The notice cited five incidents as the basis for the suspension. The grievant was charged with: (1) interfering in an internal disciplinary matter of the Lavino Shipping Company; (2) publicly stating that he would not attend training as ordered by his superior, the Senior Naval Oceanographic Scientist (the SNS); (3) riffling through the unit's time and attendance sheets without permission, publicly berating the SNS, and continuing the disrespectful behavior when called to the SNS's stateroom; (4) addressing another employee in a vulgar and threatening manner at the meal table; and (5) being uncooperative, using offensive language and being disrespectful during a discussion with the SNS.
The grievant submitted a response to the proposed suspension. Thereafter, the Agency suspended the grievant for 12 days as proposed in the notice. The suspension was grieved and submitted to arbitration.
The issues before the Arbitrator were: "Whether the grievant's twelve-day suspension was for just cause and not in violation of the parties' collective bargaining agreement; and if not, what should the remedy be?" Award at 5.
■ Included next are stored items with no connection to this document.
PR #2148, opened 2026-06-01
[FEATURE] Use PHP script for XLIFF check in `runTests.sh`

kanow:
Same as the core does the xliff check.


kanow:
I checked the functionality of the old `lintXliff` check. IMO the new che does all the things that the old lint command did. Therefore I removed the old `lintXliff` command.
I'm not sure about the naming of the composer script. For the moment i didn't change the script naming for composer. The name in  github workflow is therefore also not changed.

Build/Scripts/checkIntegrityXliff.php
```diff
@@ -0,0 +1,318 @@
+#!/usr/bin/env php
```
oliverklee: We're calling this with `php checkIntegrityXliff.php`. So I don't think we need this line.

Build/Scripts/checkIntegrityXliff.php
```diff
@@ -0,0 +1,318 @@
...
+<?php
+
+declare(strict_types=1);
+
+/*
+ * This file is part of the TYPO3 CMS project.
```
oliverklee: This the Core header. It's not applicable to extensions, and we should remove it.

Build/Scripts/checkIntegrityXliff.php
```diff
@@ -0,0 +1,318 @@
...
+        $isVerbose = in_array('-v', $argv, true) || in_array('--verbose', $argv, true);
+
+        $filesToProcess = $this->findXliff();
+        $output = new ConsoleOutput();
+        $output->setFormatter(new OutputFormatter(true));
+
+        $testResults = [];
+        $errors = [];
+
+        /** @var \SplFileInfo $labelFile */
```
oliverklee: Please let's convert this to an `assert()` to enforce the type.

composer.json
```diff
@@ -45,7 +45,8 @@
 		"typo3/cms-extbase": "^12.4.41 || ^13.4",
 		"typo3/cms-fluid": "^12.4.41 || ^13.4",
 		"typo3/cms-frontend": "^12.4.41 || ^13.4",
-		"typo3/cms-install": "^12.4.41 || ^13.4"
+		"typo3/cms-install": "^12.4.41 || ^13.4",
+		"typo3/minimal": "^13.4"
```
oliverklee: We need to remove this line again.

composer.json
```diff
@@ -66,7 +67,9 @@
 		"spaze/phpstan-disallowed-calls": "4.12.0",
 		"ssch/typo3-rector": "2.15.2 || 3.14.1",
 		"ssch/typo3-rector-testing-framework": "2.0.1 || 3.0.0",
+		"symfony/config": "^6.4 || ^7.4 || ^8.1",
 		"symfony/console": "^6.4 || ^7.4",
+		"symfony/finder": "^6.4 || ^7.4 || ^8.1",
```
oliverklee: As long as we don't support TYPO3 14LTS, we don't need Symfony 8.1 for these added dependencies.

oliverklee (changes requested):

Build/Scripts/checkIntegrityXliff.php
kanow: @oliverklee Sorry, I have no idea what I should do here ;-)

oliverklee: > Sorry, I have no idea what I should do here ;-)

Replace the PHPDoc type annotation with this as first line in the loop:

```php
assert($labelFile instanceof \SplFileInfo);
```

kanow:
@oliverklee I have no idea why the composerUnused check fails with the message that `typo3/cms-fluid` is an unused package!? That was already there before my changes here. Why it fails now? Any idea?

oliverklee:
@kanow You'll need to re-add the `typo3/cms-install` to the dependencies first. (It's needed for the upgrade wizard.)

kanow:
Too much clean up ;-)
@oliverklee done, checks green

oliverklee (approved):

PR #2153, opened 2026-06-01
[CLEANUP] Drop redundant return statements from `runTests.sh`

oliverklee:


kanow (approved):

AnReiter:
no i think important for Exitcodes for the tests. or not?

oliverklee:
> no i think important for Exitcodes for the tests. or not?

I've manually tested that the exit code still gets returned even if we drop the `return`.

PR #2166, opened 2026-06-01
[CLEANUP] Autoformat the XLIFF files

oliverklee:


kanow:
@oliverklee It looks to me there are no rules for moving code in the next line. A little bit confusing. Sometimes the original is starting the new line, sometimes the date. Is that normal? Should that be in this way?

oliverklee:
> It looks to me there are no rules for moving code in the next line. A little bit confusing. Sometimes the original is starting the new line, sometimes the date. Is that normal? Should that be in this way?

I think PhpStorm is doing this:

"Fit as many things as possible on the line, and then break before the allowed maximum length (as configured in PhpStorm) is reached."

kanow:
If this depends on configuration of PhpStorm (or another IDE) then, maybe if another user is formatting the code, we have the next change? I'm not sure that we should change it here. What is the point of this change? Is this kind of "Best Practice"? Probably, yes. And if you like it, then I don't have a problem with that. Just want to thinking and talk about it.

oliverklee:
>  I'm not sure that we should change it here. What is the point of this change?

When I a developer edits a file, they should be able to autoformat it with the default PhpStorm settings to clean up their changes without introducing unrelated formatting changes.

kanow:
Ok.

kanow (approved):

PR #2199, opened 2026-07-06
[TASK] Update most GitHub Action runners to Ubuntu 26.04

oliverklee:
For the code coverage workflow (which does not use `runTests.sh` yet), we stay at 24.04 as the Ubuntu 26.04 GitHub Actions runner does not provide MySQL out of the box anymore.

We'll update to 26.04 after we've switch the code coverage CI workflow to use `runTests.sh`.

### DIFF
--- a/.github/workflows/auto-approve.yml
+++ b/.github/workflows/auto-approve.yml
@@ -11,7 +11,7 @@ jobs:
   auto-approve:
     name: Dependabot auto-approve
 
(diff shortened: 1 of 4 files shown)


oliverklee:
Note to myself: https://github.com/marketplace/actions/actions-setup-mysql

Starkmann (approved):

PR #2211, opened 2026-07-06
[TASK] Drop the `ListTypeToCTypeUpdate` upgrade wizard

oliverklee:
All 4.x versions of this extension have had this upgrade wizard. So we can expect all users to have run the upgrade, and we can remove the upgrade wizard.

We can also remove the `typo3/cms-install` dependency, which was only relevant for the upgrade wizard.

```
composer rem typo3/cms-install
```


kanow (approved):
Looks good to me and make sense to remove that upgrade wizard.

PR #2241, opened 2026-08-03
[DOCS] Change composer command to use `runTests.sh` to run all fixers

kanow:
Related: #1855

If I see that right https://github.com/TYPO3BestPractices/tea/issues/1855#issuecomment-4370244102 the `fix` command in the documentation should be changed.
The fix command is now complete.

### DIFF
--- a/Documentation/TechnicalBackground/Running.rst
+++ b/Documentation/TechnicalBackground/Running.rst
@@ -118,10 +118,10 @@ Lints the TypoScript files.
 
 Lints the YAML files.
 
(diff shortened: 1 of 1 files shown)


Documentation/TechnicalBackground/Running.rst
```diff
@@ -121,7 +121,7 @@ Lints the YAML files.
 .. index:: Commands; composer fix
```
oliverklee: We should update the index entries as well.

oliverklee (approved):

PR #2242, opened 2026-08-03
[TASK] Move `checkComposerNormalize` to a bash function

AnReiter:


Build/Scripts/runTests.sh
```diff
@@ -356,6 +356,11 @@ EOF
 
 # Functions for the individual checkers/fixers
 
+checkComposerNormalize() {
```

The Arbitrator denied the grievance. Initially, he found that the first, second, and fourth charges could not support the disciplinary action. As to the third charge, the Arbitrator found that although "flipping through the time and attendance records . . . was not a violation of any recognized rule," the subsequent public "berating" of the SNS constituted "disrespectful and disruptive conduct." Id. at 10-11. Further, the Arbitrator found "ample testimony" to support the Agency's version of the confrontation that occurred in the SNS's stateroom. Id. at 11.
The Arbitrator found the fifth charge to be "the most serious breach" committed by the grievant. Id. at 12. The Arbitrator noted that three witnesses testified that the grievant swore and made an obscene gesture to the SNS. According to the Arbitrator, such conduct "went far past any minimum definition of disruptive and disrespectful behavior" and was "thoroughly and completely disruptive and disrespectful." Id.
In sum, the Arbitrator found that on two occasions the grievant's "conduct was both disruptive and disrespectful to the extent that the behavior put in jeopardy the success of the mission." Id. at 14. The Arbitrator determined that a 12-day suspension would not be unreasonably severe for either of the offenses and "certainly is not for both offenses." Id. at 13. The Arbitrator stated that he had "no doubt that this discipline was designed to promote the efficiency of the service and that it was entirely reasonable in its severity, considering the circumstances." Id. He found no evidence to support the grievant's contentions that the Agency considered improper criteria in arriving at the 12-day suspension or that there was any bias against the grievant.
III. Union's Exceptions (*/)
As its first exception, the Union contends that the Arbitrator failed to address all "affirmative defenses" raised by the Union. Exceptions at 1. Specifically, the Union asserts that the Arbitrator did not address its claims that the Agency: (1) committed harmful error by considering improper criteria in determining to suspend the grievant for 12 days; (2) violated the parties' collective bargaining agreement and prejudiced the grievant's rights; and (3) failed to demonstrate by a preponderance of the evidence that the suspension would promote the efficiency of the service.
As its second exception, the Union asserts that the Arbitrator failed to consider relevant court decisions. Finally, the Union contends that the Arbitrator misinterpreted the evidence and made erroneous findings of fact.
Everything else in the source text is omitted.